Oh Lyndsy... My heart goes out to you! I'm so so sorry!!


----------



## dragonsdawn (Jul 23, 2012)

Rest in peace little one you will be truly missed.


----------



## SammieMom (Nov 13, 2010)

Oh Lyndsy.:crying: I just feel awful about wee Albert. Please know you did all you could to try and make him well. I know you must be hurting, sending prayers to you dear..:wub2:. and a virtual hug.


----------



## yukki (Aug 22, 2007)

Rest in peace, little man!


----------



## CorkieYorkie (Apr 10, 2012)

:smcry: OMG no...  This is just heartbreaking... Lyndsy, I am so sorry for your loss, we all know how hard you both fought.. poor little Wee Albert, this is just awful  at least he is not in any more pain... run free, Albert :heart:


----------



## maggieh (Dec 16, 2007)

I'm so very sorry! May his sweet spirit run free at the Bridge!


----------



## Snowball Pie's Mommi (Oct 16, 2008)

Lyndsy, my heart is breaking for you.

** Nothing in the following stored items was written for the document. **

PR #1766, opened 2015-11-01
Server Testing

snowkeeper:
Fixes path to `server/startSocketServer.js` in `start.js`

Change `keystone.httpsServer` to match `keystone.httpServer` by assigning to listen: `keystone.httpsServer = server.listen(port, host, ready)`

Add comments

Add simple tests for http, https, socket servers


snowkeeper:
The Travis CI build is calling each test successively without exiting and is failing since it calls the global Keystone instance again.  

Do I need to refactor or are we good?

JedWatson:
Thanks for this! We're good for now but let's work out a way to get the tests working. Fixing Keystone so it can return a new instance (instead of the default one) is one of the big things left to get this core refactor completed for 0.4.

PR #1775, opened 2015-11-06
WIP: allow creation of multiple keystone instances

creynders:
**WORK IN PROGRESS - DO NOT MERGE**

A first attempt at allowing the creation of multiple keystone instances. Biggest hurdle ATM:

>The problem is that for instance `lib.core.list` requires `index.js` which means it ​_always_​ refers to the singleton instance, i.e. if you create a new instance, it’ll look like it’s working OK, but in fact you’ll be working with one instance of keystone in your tests for instance, while `List` will still be referring to the singleton instance.
>In other words, we’ll have to eliminate ALL `require('../')` etc in ALL of the files and switch to DI through the constructor for example
>If I’m not mistaken there’s approximately 39 injection sites: https://github.com/keystonejs/keystone/search?utf8=%E2%9C%93&q=%22var+keystone%22&type=Code

I started out as we'd agreed on slack: moving the whole Keystone class to a `prototype.js`. I also added a `registry.js` which functions as a factory and service locator.

@snowkeeper Feel free to comment/add/tear apart


JedWatson:
Note: this has been merged into a new `prototype` branch in the main keystone repo so we can work on it together, going to close this PR to avoid confusion

PR #1778, opened 2015-11-09
Remove dependency on underscore

jonathanp:


JedWatson:
Thanks @jonathanp! :+1:

PR #1779, opened 2015-11-10
Refactor admin UI dashboard icons class generation

jonathanp:
I DRYed up a block of code and got rid of a bunch of unneeded constants.


JedWatson:
Nice @jonathanp, thanks!

PR #1781, opened 2015-11-10
Align require calls

jonathanp:
Align the require calls by colons in `columns.js` to match the style in `fields.js` and `filters.js`


JedWatson:
Cheers!

morenoh149:
should we add this rule to the linter? http://eslint.org/docs/rules/key-spacing.html#3-vertically-align-colons-align-colon

snowkeeper:
Thats a lot of work for no true benefit.  Everytime something long is added the entire block would have to be redone.

jonathanp:
@snowkeeper the benefit is increased readability as it's much easier to skim over, and increased consistency as this style is already used in `fields.js` and `filters.js` for similar blocks of `require` statements.

Besides, whatever editor you're using it probably isn't too hard to set up a "align by first colon" shortcut which is useful if you are to add a longer name to the block.

JedWatson:
@jonathanp good tip with the shortcut.

I don't think we should add this to the linter as it only provides value in _long_ code blocks; I don't want to do it for every multiline object, but in files like this I think it's worth doing.

Maybe, for clarity, we should enable the linter rule on a per-file basis (or around code blocks) so it's clear for contributors when the convention should be followed, but I am also happy to just keep an eye on it.

JedWatson:
On a related note, I don't know a great way to express "provisional" standards... if anybody has a suggestion for this I'm open to it.

In other words I'm not ready to commit to lining up code blocks everywhere but I'm open to experimenting with it in a few files where, like @jonathanp says, it improves readability.

I've also started introducing trailing commas for multi-line arrays and objects to "see how it feels" and am liking it. Now that all our code is either being run in node or transpiled by Babel it's not going to cause any issues. And as a benefit, it makes sorting and managing lines _much_ less typing overhead, especially with long lists like this file or React PropTypes / state / etc.

So we kind of need to turn of any rules relating to that in our linter until there's an "official adoption" and we're ready to go refactor a bunch of code... in the meantime I'm introducing them as I work in a file.

Same with var statement blocks; I've been removing any `var one, two...` and putting "one var per line" as I go. But this could be confusing, especially for new contributors, or make it look like we don't follow standards so I'm honestly not sure what the best approach is for experimental use (or transitions to new conventions).

jonathanp:
I'm all for adding both "one var per line" and "require dangling commas" to the linting rules. They both makes is easier to add/remove/reorder rows in arrays and objects and as you say doesn't break in any environments anymore.

Regarding how to best transition to new conventions; why not just edit `.eslintrc` and let the new rules trigger errors all over the place? Whenever you work in an old file that uses the old conventions you probably feel like cleaning it up to get rid of the linting errors, and after a while the whole code base has been transitioned. ;)

I think I prefer that than to have different conventions in different files and they all pass the linting rules.

PR #1782, opened 2015-11-10
Remove redundant `Object.assign()` polyfill

jonathanp:
Since [`babel-plugin-object-assign`](https://www.npmjs.com/package/babel-plugin-object-assign) is already used in the codebase [this polyfill](https://www.npmjs.com/package/object-assign) is redundant.


jonathanp:
Oops, didn't think about that this polyfill is needed for old Node versions, should I close the PR?

JedWatson:
Correct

I am so sorry to read the sad news about your precious fluff baby, Albert.

You were the most wonderful Mommy to Albert. Now he is in Heaven ... and your angel Albert is looking over you. I hope you feel his loving spirit surrounding you with love.

Love and hugs for you, Lyndsy.


----------



## Zoe's Mom88 (Apr 25, 2011)

Lyndsy, I just want you to know I am still thinking about you. Your precious furbaby is smiling from heaven knowing your the best Mommy ever. He knows you loved him with all your heart. Prayers and hugs to you Lyndsy. rayer:


----------



## lols82 (Nov 13, 2012)

Thanks guys, I've let Lyndsy know of all your kind words. She's going home to spend a few days with her family.


----------



## Maglily (Feb 3, 2009)

So sorry to hear this, rest in peace little Albert xxxooo


----------



## chichi (Apr 12, 2007)

Im so sorry for your loss of little Albert.


----------



## edelweiss (Apr 23, 2010)

lols82 said:


> Thanks guys, I've let Lyndsy know of all your kind words. She's going home to spend a few days with her family.


Thank you Laura, for keeping us in the loop. I have been concerned for Lyndsy being alone. I know she has been through some difficult times recently and I will hold her dear in my prayers. May God send the sun into her heart and warm it w/our & His love. Please let her know of our thoughts and keep us posted on how she is doing. Losing a pet is always tramatic, esp. when Albert was her soul-mate!:wub:


----------



## Lynzodolly (Sep 15, 2012)

Hello everyone and thank you from the bottom of my heart for all your lovely wishes and thoughts and prayers.. I love you all , you have been my rock since Albert became poorly . And I will always keep in touch and keep you all posted. My dad asked me if I would like to go and get another wee Maltese pup but I'm going to wait a little while till I am ready and next time I will be getting one from a very reputable breeder that has no history of illness or anything like that.., no one will ever replace my wee man and I will always have a special place in my heart for him always. My heart is truly broken guys xxx


----------



## Zoe's Mom88 (Apr 25, 2011)

Hi Lyndsy. Words cannnt describe my sadness when I read of wee Albert's passing. I was shocked. I am truly sorry that it came down to that. I know how much you were going through with that little guy. You were a great Mommy to Albert and he always knew that. He is now at the Rainbow Bridge not sick and in pain.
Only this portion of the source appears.